For each behaviour, the world is perfectly designed for that to happen

In order to change behaviours, we need to understand the personal, social and environmental conditions that led for that behaviour to happen.

Roy ended up with a song. Which was weird. But was good.

Implementing micro-service architecture

Fred George gave an awesome presentation on micro-service architectures. He started with a brief history lesson of how he got to the plan of microservices, showing how his career had progressed from big monolithic applications through to service-oriented architecture. Each time he felt there was a collection of smaller things trying to get out, until one day he had the chance to try something crazy with a desparate team.

What if we built our applications as many tiny services, each fewer than 100 lines of code? Each service is like a class, a small and crisp conceptualization. Each service has a segregated database and encapsulates that information. Services publish conclusions; not raw data. This brings up some really interesting questions. How do you monitor systems like this? How do you keep it running?

The slides are available and I'd encourage you take a read. It's full of dangerous ideas. Why'd we need unit tests if we are just writing 100 lines of code? Why should we adopt a uniform language when we could just rewrite servers anyway? Why do we need to worry about copy-and-paste code?

I don't necessarily agree with everything (because I've never been involved in a system like this, and I'm a sceptical kind of guy), but it's great to see something different that challenges the way you think.

Architecture in the age of Agile

Rob Smallshire talked to us about architecture in the age of agile.

Lean thinking (I should read The Goal) says that it's all about the flow, and we should reduce our batch size to reduce waste. TDD does a great job of reducing batch size. You get feedback quicker and you find defects earlier. Rob argues that architecture is a counterpart to this; it helps you find defects in your system design earlier, it just works on a different time-scale.

A calendar and a clock also work on a different time scale, but we view these as complementary; not competing.

Architecture is about maximizing our ability to keep working sprint after sprint. Without architecture, how will you ever reach 200 sprints? Scrum is feature driven. I have a backlog of features which I rapidly complete, I throw them into a system and non-functional requirements are emergent properties.

This really clicked for me. In teams I've worked on cross-cutting concerns (performance, usability) often get neglected in scrum. We try to make features out of them, but that never works (how do you estimate "improve performance?"), so they instead get added to the bug tracker, usually split out into lots of little bugs (performance in history pane is too slow, performance on dialog x is too slow). The solution to these is not a local optimization; we should be considering the system and solving it from that perspective.

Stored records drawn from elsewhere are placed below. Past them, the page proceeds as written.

PR #117, opened 2015-07-07
Graphics library david

dalbanhi:
Would appreciate any feedback


src/System.Drawing.Graphics/tests/UnitTests.cs
```diff
@@ -9,12 +9,189 @@
 public partial class GraphicsUnitTests
 {
     [Fact]
-    public void Test()
```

Rob presented some scary statistics on the half-life of code and developers on systems. On average on any project after about 3 years, 50% of the developers will have left. However, the code often lasts longer than that.

As architects, we should take that into account. Deliberate design provides context and structure and, most importantly, continuity for the project.

Keeping Agile Development from becoming Fragile

Just because you can go fast, doesn't mean you should. (1995 Darwin awards)

In my opinion the technical debt metaphor is over used. In this talk, Howard used conscious technical debt to illustrate the point. That's a trade-off I'm willing to make sometimes, and he gave some good examples of how you could recognize problems early on and counteract them.

Final Thoughts

It's been a bit of a mixed-bag so far. The format of the conference doesn't encourage the conversations that happened at Agile Cambridge. Looking forward to the rest of it though, some exciting sessions on Thursday.